More than a decade after the Seattle protests, militarized policing to crack down on dissent returned with a vengeance during the wave of Occupy protests in 2011. Tear gas and rubber bullets were used to break up protests in Oakland. Scott Olsen, an Occupy Oakland protester and war veteran, was struck in the head by a police projectile, causing a fractured skull, broken vertebrae and brain swelling.
8. Asset forfeitures are funding police militarization. In June, AlterNet’s Aaron Cantú outlined how civil asset forfeiture laws work.
“It’s a legal fiction spun up hundreds of years ago to give the state the power to convict a person’s property of a crime, or at least, implicate its involvement in the committing of a crime. When that happened, the property was to be legally seized by the state,” wrote Cantú. He went on to explain that law enforcement justifies the seizure of property and cash as a way to break up narcotics rings’ infrastructure. But it can also be used in cases where a person is not convicted, or even charged with a crime.
Asset forfeitures bring in millions of dollars for police agencies, who then spend the money for their own uses. And for some police departments, it goes to militarizing their personnel.
New Yorker reporter Sarah Stillman, who penned a deeply reported piece on asset forfeitures, wrote in August 2013 that“thousands of police departments nationwide have recently acquired stun grenades, armored tanks, counterattack vehicles, and other paramilitary equipment, much of it purchased with asset-forfeiture funds.” So SWAT teams have an incentive to conduct raids where they seize property and cash that then goes into their budgets for more weapons.
9. Dubious informants are used for raids. As The New Yorker’s Stillman wrote in another piece, informants are “the foot soldiers in the government’s war on drugs. By some estimates, up to eighty percent of all drug cases in America involve them.” Given SWAT teams’ focus on finding drugs, it’s no surprise that informants are used to gather information that lead to military-style police raids.
A 2006 policy paper by investigative journalist Radley Balko, who has done the most reporting on militarized policing, highlighted the negative impact of using informants for these raids have. Most often, informants are “people who regularly seek out drug users and dealers and tip off the police in exchange for cash rewards,” and other drug dealers who inform to gain leniency or cash from the police. But these informants are quite unreliable — and the wrong information can lead to tragic consequences.
10. There’s been little debate or oversight.

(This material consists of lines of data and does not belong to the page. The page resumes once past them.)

PR #1120, opened 2023-05-08
SW-3527 Allow Dashes in Scientific Names During Import

charlie-tf:
Update the import validator to allow dashes in scientific names. We allow for
all three types of dashes that might be encountered, hyphen, en-, and em-.
Also update the tests to account for this change.

### DIFF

Despite the galloping march towards militarization, the ACLU report notes that “there does not appear to be much, if any, local oversight of law enforcement agency receipt of equipment transfers.” One of the group’s recommendations is for states and local municipalities to enact laws encouraging transparency and oversight of SWAT teams.
11. Communities of color bear the brunt. Across the country, communities of color are the people most targeted by police practices. In recent years, the abuse of “stop and frisk” tactics has attracted widespread attention because of the racially discriminatory way it has been applied.

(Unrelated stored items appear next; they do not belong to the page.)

PR #1121, opened 2023-05-08
SW-3548 Calculate planting site areas

sgrimm:
Planting density is calculated as number of plants per unit of area, so we need to
know the areas of planting sites and their subdivisions. This can be calculated on
the fly from the boundaries, but it never changes, so calculate it at import time.

### DIFF
--- a/src/main/resources/db/migration/0151/V188__PlantingSiteAreas.sql
+++ b/src/main/resources/db/migration/0151/V188__PlantingSiteAreas.sql
@@ -1,0 +1,23 @@
+ALTER TABLE tracking.planting_sites ADD COLUMN area_ha NUMERIC;
+ALTER TABLE tracking.planting_zones ADD COLUMN area_ha NUMERIC;
+ALTER TABLE tracking.planting_subzones ADD COLUMN area_ha NUMERIC;
+
+-- Area must be calculated during shapefile import, so we don't want it to have a default,
+-- but sites in existing test databases need to be made valid.
+UPDATE tracking.planting_zones
+SET area_ha = 1
+WHERE area_ha IS NULL;
+
+UPDATE tracking.planting_subzones
+SET area_ha = 1
+WHERE area_ha IS NULL;
+
+ALTER TABLE tracking.planting_zones ALTER COLUMN area_ha SET NOT NULL;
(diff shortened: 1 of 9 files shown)


sgrimm:
* main
  * **PR #1121** <a href="https://app.graphite.dev/github/pr/terraware/terraware-server/1121" target="_blank">Graphite</a>  👈

This comment was auto-generated by [Graphite](https://app.graphite.dev/github/pr/terraware/terraware-server/1121?utm_source=stack-comment).

src/main/resources/db/migration/0151/V188__PlantingSiteAreas.sql
```diff
@@ -0,0 +1,23 @@
...
+SET area_ha = 1
+WHERE area_ha IS NULL;
+
+ALTER TABLE tracking.planting_zones ALTER COLUMN area_ha SET NOT NULL;
+ALTER TABLE tracking.planting_zones ALTER COLUMN boundary SET NOT NULL;
+
+ALTER TABLE tracking.planting_subzones ALTER COLUMN area_ha SET NOT NULL;
+ALTER TABLE tracking.planting_subzones ALTER COLUMN boundary SET NOT NULL;
+
+ALTER TABLE tracking.planting_sites ADD CONSTRAINT area_positive CHECK (area_ha > 0);
```
karthikbtf, line 21: if area is null, will this check be ok?

karthikbtf (approved):
lgtm, one question

karthikbtf (approved):
lgtm, one question

src/main/resources/db/migration/0151/V188__PlantingSiteAreas.sql
sgrimm: Yes, it works thanks to SQL's null semantics. `area_ha > 0` evaluates to null rather than true or false if `area_ha` is null, and the constraint only fails if the condition evaluates to false.
```
terraware=# create temporary table foo (x integer, check (x > 0));
CREATE TABLE
terraware=# insert into foo values (1);
INSERT 0 1
terraware=# insert into foo values (0);
ERROR:  new row for relation "foo" violates check constraint "foo_x_check"
DETAIL:  Failing row contains (0).
terraware=# insert into foo values (null);
INSERT 0 1
```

Militarized policing has also targeted communities of color. According to the ACLU report, “of all the incidents studied where the number and race of the people impacted were known, 39 percent were Black, 11 percent were Latino, 20 were white.” The majority of raids that targeted blacks and Latinos were related to drugs — another metric exposing how the “war on drugs” is racist to the core.
The views expressed in this post are the author’s alone, and presented here to offer a variety of perspectives to our readers.